In machines, reward functions are linear and pre-defined. There’s no internal conflict, no embodied compromise.
That’s because human intelligence is driven by symbiotic homeostasis. Our brains and bodies are co-regulated, each serving the survival of the other. Our motivations are evolving, shaped by internal needs (like glucose levels or hormone signals) and external realities (such as social cues, environmental dangers, moral codes).
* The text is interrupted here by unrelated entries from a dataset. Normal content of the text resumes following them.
PR #377, opened 2015-07-10
Revoke geolocation permissions upon app restart. 

rojkov:
Keep accepted/reject hosts in a hash instead of single values for accepted and rejected urls.

### DIFF
--- a/src/pages/components/LocationDialog.qml
+++ b/src/pages/components/LocationDialog.qml
@@ -16,6 +16,8 @@ import Sailfish.Silica 1.0
 UserPrompt {
     id: dialog
 
+    property string host
+
     //: Allow the server to use location
     //% "Allow"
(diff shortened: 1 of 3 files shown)


tworaz:
The patch LGTM. I just wonder if we plan to include it in 1.1.9 release. If so I don't know if we can change any translations.

rainemak:
Translation deadline has passed so as is this cannot be picked to 1.1.9. I don't think that this is a 1.1.9 blocker per se but would be good addition. Will check if this would be accepted still without the translation change.

rojkov:
The spec requires to show host name in UI. Without the UI change it's safer to eagerly revoke the permission thus I wouldn't take it to 1.1.9

rainemak:
@rojkov I agree, eager revoke is safe for 1.1.9.

rainemak:
LGTM

PR #946, opened 2021-11-16
Follow screen primary orientation when rotating the web window

jpetrell:


apps/core/declarativewebcontainer.cpp
```diff
@@ -865,7 +865,7 @@ void DeclarativeWebContainer::componentComplete()
 
 void DeclarativeWebContainer::updateContentOrientation(Qt::ScreenOrientation orientation)
 {
-    if (gForceLandscapeToPortrait) {
+    if (gForceLandscapeToPortrait || QGuiApplication::primaryScreen()->primaryOrientation() == Qt::LandscapeOrientation) {
```
inzanity, line 868: Is there some reason not to use screen()->primaryOrientation()?

jpetrell: No reason, did not realise the webcontainer was a window. Fixed. :slightly_smiling_face:

PR #947, opened 2021-11-16
Take primary screen orientation into account in the overlay input mask

jpetrell:


rainemak (approved):
Didn't test on device but change looks good.

PR #953, opened 2021-11-29
Create tab early and update resolved url only after it is resolved

rainemak:
See also: https://github.com/sailfishos/qtmozembed/pull/28

### DIFF
--- a/apps/qtmozembed/declarativewebpage.cpp
+++ b/apps/qtmozembed/declarativewebpage.cpp
@@ -55,7 +55,6 @@ DeclarativeWebPage::DeclarativeWebPage(QObject *parent)
     , m_userHasDraggedWhileLoading(false)
     , m_fullscreen(false)
     , m_forcedChrome(false)
-    , m_initialLoadHasHappened(false)
     , m_tabHistoryReady(false)
     , m_urlReady(false)
     , m_restoredCurrentLinkId(-1)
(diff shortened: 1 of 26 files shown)


apps/qtmozembed/declarativewebpage.cpp
```diff
@@ -137,18 +136,31 @@ void DeclarativeWebPage::setInitialTab(const Tab& tab)
...
+    bool urlReadyChanged = !m_urlReady;
+    if (urlReadyChanged && urlResolved) {
+        m_urlReady = true;
+        DBManager::instance()->getTabHistory(tabId());
+    }
 }
 
 void DeclarativeWebPage::onTabHistoryAvailable(const int& historyTabId, const QList<Link>& links, int currentLinkId)
 {
+    Q_UNUSED(historyTabId)
```
mkenttala, line 161: Unneeded Q_UNUSEDs

mkenttala (approved):

rainemak:
There's something wrong with the incoming urls. Need to check.

apps/qtmozembed/declarativewebpage.cpp
rainemak: Fixed

rainemak:
> There's something wrong with the incoming urls. Need to check.

As tabs can now be created guarded case when browser gets started with an incoming url so that it will be matched to the available tabs as well.

[Diff to previous is here](https://github.com/sailfishos/sailfish-browser/compare/e887b3a87063bf843f5390cad135789461f393c6..b8474d00cc4608235c0519985399e51cff98de3f)

rainemak:
And finally also unit tests are fixed. [Diff is here](https://github.com/sailfishos/sailfish-browser/compare/b8474d00cc4608235c0519985399e51cff98de3f..3c2f9e75d2fa34b388faada6ed43bce9413868cb) to name few major findings that I noticed whilst fixing unit tests

- External urls are now skipped immediately when seen so that those on end up to the tab model
- In the url matching upon activating a tab with url downgrading from https to http is guarded: url schemes must match, input url scheme must be empty or target url scheme is https)
- Requested url is cleared from tab also when requested url matches to resolved

rainemak:
Rebased

paveltkv (approved):

PR #954, opened 2021-11-30
Emulate touch events when mouse events come to the browser window

jpetrell:


apps/core/declarativewebcontainer.cpp
```diff
@@ -69,6 +71,7 @@ DeclarativeWebContainer::DeclarativeWebContainer(QWindow *parent)
     , m_activeTabRendered(false)
     , m_clearSurfaceTask(0)
     , m_closing(false)
+    , m_touchScreenDevice(new QTouchDevice)
```
rainemak, line 74: Newer destroyed? Could this be on stack instead?

jpetrell: Yikes. QTouchDevice is Q_GADGET and not QObject so added manual delete. Postponed the initialization to receiving of first mouse events so should not affect touch-driven browser usage.

rainemak (approved):
LGTM from my point of view. Added @okodron , @paveltkv and @atatarov to the reviewer list as if somebody could check as well.

Remember to rebase before merging.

We might act out of love even when it costs us. We adjust our goals not just for maximum reward, but for meaningful integration. This means that our reward functions are nonlinear, constrained and constantly in flux. We are torn between competing values. We adapt while machines don’t.
This all leads to the fact that true AGI most likely won’t come from training a better model: it’ll come from building a system that must survive its environment, because it has something to lose.
Final Thoughts
This is why today’s infrastructure is not ready for the post LLM world. GPUs, data centers and ML pipelines are too clean, too rigid, too dead. They move tensors, not meaning; they compute, but they do not change. If we want living intelligence, resilient, adaptive, self-aware, then we must stop designing machines like filing cabinets and start building them like ecosystems. We may need to rethink infrastructure from the ground up, not just for speed or scale, but for sensation, memory and growth.
And maybe it all begins with honoring the humble, embodied mystery of the 20-watt brain.